▸ Exercise instructions:
Tell how many lines in the data hold "than", giving that figure alone.

──────── Records for the task ────────

PR #2920, opened 2026-05-05
Support linalg.matvec matrices with more rows than cols 

### LINKED ISSUE #1578: What kernel is appropriate when a matrix has more rows than columns?
- Halevi-Shoup is for square matvec
- "Squat" ([Juvekar-Vaikuntanathan-Chandrakasan 2018](https://arxiv.org/abs/1801.05507)) packing is when the matrix has more columns than rows.

When there are more rows than columns, what should we do? (making this issue as a TODO for https://github.com/google/heir/pull/1552)

j2kun:
Turns out, the existing matvec kernels works on "tall and skinny" matrices as-is. The wraparound logic we added for "squat" matrices works verbatim, and only superficial changes are required to remove the guards.

Fixes https://github.com/google/heir/issues/1578

Assisted by Jetski

### DIFF
--- a/lib/Kernel/KernelImplementationTest.cpp
+++ b/lib/Kernel/KernelImplementationTest.cpp
@@ -85,6 +85,103 @@ TEST_P(KernelImplementationTest, HaleviShoup3x5) {
   EXPECT_EQ(std::vector<int>(actual.begin(), actual.begin() + 3), expected);
 }
 
+TEST_P(KernelImplementationTest, HaleviShoup4x2) {
+  // Original matrix (4x2):
+  // [0, 1]
+  // [2, 3]
+  // [4, 5]
+  // [6, 7]
+  //
+  // Pre-packed diagonally:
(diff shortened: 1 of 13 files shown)


lib/Kernel/KernelImplementationTest.cpp
```diff
@@ -85,6 +85,69 @@ TEST_P(KernelImplementationTest, HaleviShoup3x5) {
   EXPECT_EQ(std::vector<int>(actual.begin(), actual.begin() + 3), expected);
 }
 
+TEST_P(KernelImplementationTest, HaleviShoup4x2) {
```
asraa, line 88: can you add a non power of two case here? like 5x3?

asraa (approved):

lib/Kernel/KernelImplementationTest.cpp
j2kun: Done

PR #2924, opened 2026-05-06
Support linalg.dot and zero-dimensional tensors in HEIR

j2kun:
This PR adds support for `linalg.dot` and zero-dimensional tensors into the default layout engine.

### DIFF
--- a/lib/Kernel/KernelName.h
+++ b/lib/Kernel/KernelName.h
@@ -30,6 +30,9 @@ enum KernelName : int {
 
   // Ciphertext-ciphertext matmul using the bicyclic packing method.
   MatmulBicyclic,
+
+  // Product and sum of two vectors, using a log2 rotate-and-reduce approach.
+  Dot,
 };
 
 std::ostream& operator<<(std::ostream& os, const KernelName& k);
--- a/lib/Transforms/LayoutPropagation/LayoutPropagation.cpp
+++ b/lib/Transforms/LayoutPropagation/LayoutPropagation.cpp
@@ -62,6 +62,7 @@ namespace heir {
 
 using linalg::Conv2DNchwFchwOp;
 using linalg::Conv2DOp;
+using linalg::DotOp;
 using linalg::MatmulOp;
 using linalg::MatvecOp;
 using linalg::ReduceOp;
@@ -146,6 +147,7 @@ struct LayoutPropagation : impl::LayoutPropagationBase<LayoutPropagation> {
   LogicalResult visitOperation(VecmatOp op);
   LogicalResult visitOperation(MatvecOp op);
   LogicalResult visitOperation(MatmulOp op);
+  LogicalResult visitOperation(DotOp op);
   LogicalResult visitOperation(YieldOp op);
   LogicalResult visitOperation(affine::AffineForOp op);
   LogicalResult visitOperation(func::FuncOp op);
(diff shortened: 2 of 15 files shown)


j2kun:
@aymane-eljerari would you be willing to review this?

lib/Kernel/KernelName.h
```diff
@@ -30,6 +30,9 @@ enum KernelName : int {
 
   // Ciphertext-ciphertext matmul using the bicyclic packing method.
   MatmulBicyclic,
+
+  // Reduction of a tensor to a scalar using rotations.
```
mdgrs: Why does it say single tensor when the dot product involves two tensors? LayoutOptimization also only uses the first operand so I feel like I am missing something. Can you please explain the discrepancy?

lib/Transforms/LayoutPropagation/LayoutPropagation.cpp
```diff
@@ -1234,6 +1276,48 @@ void LayoutPropagation::rectifyIncompatibleOperandLayouts(Operation* op) {
...
 
+void LayoutPropagation::rectifyIncompatibleOperandLayouts(DotOp op) {
+  mlir::IRRewriter builder(&getContext());
+  builder.setInsertionPoint(op);
+
+  LayoutAttr lhsLayout = assignedLayouts.at(op.getOperand(0));
+  LayoutAttr rhsLayout = assignedLayouts.at(op.getOperand(1));
+
+  if (lhsLayout != rhsLayout) {
+    // Convert RHS to match LHS layout
```
mdgrs, line 1286: Is there a mechanism to check if it is more advantageous to align the LHS to the RHS or the RHS to the LHS?

mdgrs (approved):
Just a few points to clarify for my understanding, but otherwise LGTM

lib/Transforms/LayoutPropagation/LayoutPropagation.cpp
aymane-eljerari: Also curious how this would work. Not sure if this correct, but I assume you need some information about all operands in the operation chain to identify which layout reassignments are more efficient in that context, as well information from the cost model.

aymane-eljerari:
Same comment from the discord thread. The FFN lowering shown in the link below encounters a case where a rank 2 scalar operand is assigned a 0 domain layout. 

https://gist.github.com/aymane-eljerari/1a21d91db9ef4dab0bce24da51cd75aa?permalink_comment_id=6139047#gistcomment-6139047

lib/Transforms/LayoutPropagation/LayoutPropagation.cpp
j2kun: Locally we could do this (e.g., just look at the cost of the layout conversion in both directions and pick the cheapest one), but obviously the more interesting aspect is how that choice propagates further through the program, which is not possible with the default layout optimizer. More to the point, it's definitely out of scope of the `layout-propagation` pass, which is only meant to give a first-pass over the IR to ensure the layouts are all correct and consistent before moving on to the optimizer.

lib/Kernel/KernelName.h
j2kun: It was simply misleading. Fixed!

j2kun: Oh I see what you mean, you're right the cost estimator in layout-optimization should have an extra multiplication in its kernel

j2kun: I was trying to avoid having a new kernel function for the dot product since it's "just" a mul + the existing kernel, but after this it is just better to have one kernel function. Added this.

Issue #2932, opened 2026-05-08
Add codegen for Jaxite CKKS backend


j2kun:
This ticket is to track progress toward upstreaming @Zohaib58's HEIR codegen for CROSS (aka JaxiteWord aka jaxite_ckks).

PR #2933, opened 2026-05-08
Add shell of parameter selection pass for JaxiteWord

j2kun:
Part of #2932, this PR adds a shell parameter selection pass (really a parameter "refinement" pass) that converts the existing CKKS parameters into parameters that are compatible with jaxite_word. In this case, the TPU backend requires <= 30-bit primes, and has a handful of other parameters that should be set.

FIXME: this PR still includes some dummy values for parameters that, I believe, can be hard-coded in the pass for now.


j2kun:
CC @Zohaib58  please review this PR and let me know what values to use for the other currently-dummy parameters.

j2kun:
Note to self:

- r, c: TPU rectangular reshape
- dnum: key switch number of partitions
- composite_degree: "num rescales" (1 for single rescaling, 2 for double-rescaling)
- batch (?)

────────

▸ Exercise output:
4